→ Task data:
PR #13341, opened 2023-04-03
Asset backfills page

salazarm:
## Summary & Motivation

Screen Shot 2023-04-03 at 4 34 18 PM

A couple of things are still missing.
1. The creator of the backfill
2. The partition selection that was made in the dialog.

## How I Tested These Changes

Storybook (check github action)


js_modules/dagit/packages/core/src/instance/backfill/BackfillPage.tsx
```diff
@@ -0,0 +1,310 @@
...
+    function getRunsUrl(status: 'requested' | 'complete' | 'failed' | 'targeted') {
+      const filters: RunFilterToken[] = [
+        {
+          token: 'tag',
+          value: `dagster/backfill=${backfillId}`,
+        },
+      ];
+      switch (status) {
+        case 'requested':
+          filters.push(
```
salazarm, line 62: I'm not sure about how to map these statuses tbh @bengotow.

python_modules/dagster-graphql/dagster_graphql/schema/backfill.py
```diff
@@ -213,6 +218,16 @@ def resolve_runs(self, graphene_info: ResolveInfo) -> "Sequence[GrapheneRun]":
         records = self._get_records(graphene_info)
         return [GrapheneRun(record) for record in records]
 
+    def resolve_endTimestamp(self, graphene_info: ResolveInfo) -> Optional[float]:
```
salazarm, line 221: @clairelin135  added this field so we wouldn't need to query runs on the client

clairelin135: 👍 👍

clairelin135:
https://github.com/dagster-io/dagster/pull/13350 adds a resolver for the initial partition selection

js_modules/dagit/packages/core/src/instance/backfill/BackfillPage.tsx
```diff
@@ -0,0 +1,310 @@
...
+  useDocumentTitle(`Backfill | ${backfillId}`);
+
+  const {data, loading} = useQuery<
+    BackfillStatusesByAssetQuery,
+    BackfillStatusesByAssetQueryVariables
+  >(BACKFILL_DETAILS_QUERY, {
+    variables: {backfillId},
+  });
+
+  console.log({backfillId, data, loading});
```
bengotow, line 37: Hmm want to rm this?

js_modules/dagit/packages/core/src/instance/backfill/BackfillPage.tsx
bengotow: I think this looks good!

js_modules/dagit/packages/core/src/instance/backfill/BackfillPage.tsx
```diff
@@ -0,0 +1,310 @@
...
+              <Duration
+                start={backfill.timestamp * 1000}
+                end={backfill.endTimestamp ? backfill.endTimestamp * 1000 : null}
+              />
+            }
+          />
+          {/* <Detail label="Partition Selection" detail="test" /> */}
+          <Detail label="Status" detail={<StatusLabel status={backfill.status} />} />
+        </Box>
+        <Table $monospaceFont={false}>
```
bengotow, line 121: This all looks great, but it seems asset specific and there isn't a fallback for non-asset backfills. I think that the updates to BackfillMessaging.tsx and BackfillRow make this page reachable for both asset backfills AND op job backfills, and the content here might not make sense for the latter. Maybe we could make this table conditional? Would be good to see what happens when you make the GraphQL query for `assetPartitionsStatusCounts` on a non-asset backfill

bengotow (approved):
This looks good to me -- my only concern is around the intersection of this new page with non-asset backfills 👍

js_modules/dagit/packages/core/src/instance/backfill/BackfillPage.tsx
salazarm: Good call out.

How do I create a non-asset backfill? Is there a toy I can use?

→ Activity: Write out each line above containing "requested".

→ Answer for this exercise:
+    function getRunsUrl(status: 'requested' | 'complete' | 'failed' | 'targeted') {
+        case 'requested':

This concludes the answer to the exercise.